Yeah. And it's, it's, um, it's so true. There's a little bit of truth in every lie and he is the master of deception.
I can tell you, I, when I, when I listened to the two of you talk and which is why your
ministry must be so powerful is that you're so honest and so open about your lives.
And a lot of people aren't, don't want to be open.
They want to stay, stay closed down.
But when you guys talk about your marriage and the difficulty and,
you know, whether it's infidelity or abortion and the struggles of our families past,
it, it, it, it, maybe it comes from some, some, some dark points in your life, but it just is
this array, the light radiates from them and give so much hope. And I think because in every part of
your story, there's nuggets that touch people in their marriages or in their lives. And if you can
get through it, if you can figure out a way to forgive, figure out a path back to Jesus, so too
can I in my own marriage. And I think that's, that's why I think it's so great that
you guys are so honest, you know, talking about what you guys have gone through. And again,
I think with marriages, we all have difficulty and challenges and secrets. And I just, I love
how honest you are telling your story. And about something so important. I mean, I, we, we were
interviewing the Bonchinos and, and Dan, you know, he's such a movement conservative. Right. I mean, he's so passionate about, you know, talking about what's wrong with our country. And our conversation was a lot about, you know, he came from a broken home. His wife came from a broken home.

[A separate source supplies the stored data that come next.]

PR #491, opened 2019-08-30
HACK: Unpin pandas to v0.25.1 to determine plugin issues

David-Rod:
Unpin pandas to determine build issues regarding QIIME 2 plugins and busywork.

### DIFF
--- a/ci/recipe/meta.yaml
+++ b/ci/recipe/meta.yaml
@@ -20,7 +20,6 @@ requirements:
     - python {{ python }}
     - pyyaml
     - decorator
-    - pandas 0.25.1
     - tzlocal
     - python-dateutil
     - pyparsing ==2.3.0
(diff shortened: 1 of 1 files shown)


ci/recipe/meta.yaml
```diff
@@ -21,7 +21,7 @@ requirements:
     - pyyaml
     - decorator
     # TODO: unset this pin once pandas 0.25.x is sorted out
-    - pandas 0.24.2
+    - pandas 0.25.1
```
thermokarst: Thanks @David-Rod! Can you update this to _unpin_ pandas? The proposed change just pins to a different version of pandas. If there is _no pin_ specified, conda will usually grab the newest version. Thanks

thermokarst: Also, please remove the `# TODO` comment above. Thanks!

PR #494, opened 2019-09-11
IMP: TestPlugin.transform_format now validates output

### LINKED ISSUE #492: `TestPluginBase.transform_format` does not validate it output
**Improvement Description**
Validate the output of `TestPluginBase.transform_format`

**Current Behavior**
The standard transformation API ensures the validity of the formats output by the transformer., but `TestPluginBase.transform_format` skips the API and calls the transfomer directly allowing for transformers tested in this manner to potentially produce invalid outputs.

**Proposed Behavior**
Ensure outputs of transformers called via `TestPluginBase.transform_format` are valid

**References**
1. This was first noticed by @ebolyen in the issue qiime2/q2-types#226

Oddant1:
Closes #492 with a minimum working example of `TestPlugin.transform_format` validating its output, funnily enough this addition caused 2 test failures in current q2-types tests, on top of catching the instance in qiime2/q2-types#226 that led to this PR.

I'm not sure why this needs to be a thing though. Is there any reason we can't just transform the test data via the normal transformation API?

Also, in this PR, validation is being run on max because that is the default level, but all tests fail at max or min. Is there any reason we might want to validate on min here and not max?


thermokarst:
> I'm not sure why this needs to be a thing though. Is there any reason we can't just transform the test data via the normal transformation API?

Not to my knowledge (we probably just did it "wrong" the first time), and I suspect that is what @ebolyen was driving at in https://github.com/qiime2/q2-types/pull/226#discussion_r319311408

Oddant1:
Awesome, so should this `transform_format` method just be changed into a more normal implementation of the transformation API (leading to it min validating everything with a `.validate`)? Additionally, if the q2-types tests are anything to go off of, this could lead to some generalized test failures due to `.validate` failures. Not like that isn't something that shouldn't be fixed, but it's something to keep in mind in case a significant number of things break.

thermokarst:
Hey there @ChrisKeefe, can you please review this PR when you get a chance? Please address any changes you might want made to @ebolyen & I - we are teaming up to run this one across the finish line!

ebolyen:
@thermokarst and/or I will add a `validate="max"` before and after the transformation

thermokarst:
@ebolyen, this is ready for review (please take a look at https://github.com/qiime2/q2-types/pull/234 before making any decisions as to the fate of this PR). Thanks!

thermokarst:
I believe that the conclusion of this investigation was that we actually _want_ to skip the validation machinery, that way tests can do things with bad data, easily. The compromise is that test data needs to be deliberately selected and manually verified, which is a bit error-prone. See #527 for a superseding PR.

PR #495, opened 2019-09-18
IMP: Max validate FileFormat on construction

### LINKED ISSUE #490: _FileFormat should self-validate on construction
**Improvement Description**
It is currently possible to create invalid file formats via the format constructor. This isn't generally a problem, since users typically "import" their data, which _does_ call the format validator. One common place that formats are instantiated via the constructor though is in unit tests, and as such, if the caller forgets to call `.validate()` on the instance, they can potentially be working with "invalid" data.

**Current Behavior**
The `_FileFormat` constructor knows nothing about `.validate()`.

**Proposed Behavior**
The `_FileFormat`  constructor calls `.validate()` as part of its set up.

**Questions**
1. I suspect we left this off of the initial validate API because we were hesitant to start validating data willy-nilly, before understanding the performance implications. We have slowly been filling in some [validation gaps](https://github.com/qiime2/qiime2/pull/461), but I wonder if I am forgetting something else about this.

Oddant1:
Closes #490 

This PR should get the ball rolling on validating  `_FileFormat` on construction, it should also serve to expose some of the issues currently facing this idea. This current PR works by max validating all objects created in 'r' mode using the `FormatBase` constructor
1. First of all as @ebolyen said here https://github.com/qiime2/qiime2/issues/490#issuecomment-530002158 we may not want to max validate every `FormatBase` that comes out of a transformer, we already min validate all of them by default when using the transformation API. I'm not sure why we chose min over max though. I suppose time efficiency.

And if you look at so many of the social ills in our country, it really comes down to broken families, to fatherlessness.
And, you know, great, great families are the solution to America. And you don't great families, great marriages are the foundation of great families.
And I think we're such a throwaway culture where, you know, when things don't feel right or things get hard, we just want to throw it away.
I mean, that's that's really the story of abortion, right? As well. But that's
sort of the culture we live in. And what I love about what you're doing and in this honesty,
this brutal, painful honesty that you've, you know, given America, given the people who come
to you through your ministry is to say, this is worthwhile. Marriage is
worthwhile. Don't throw it away. That person that you loved, don't throw them away.
We'll have more of this conversation after this.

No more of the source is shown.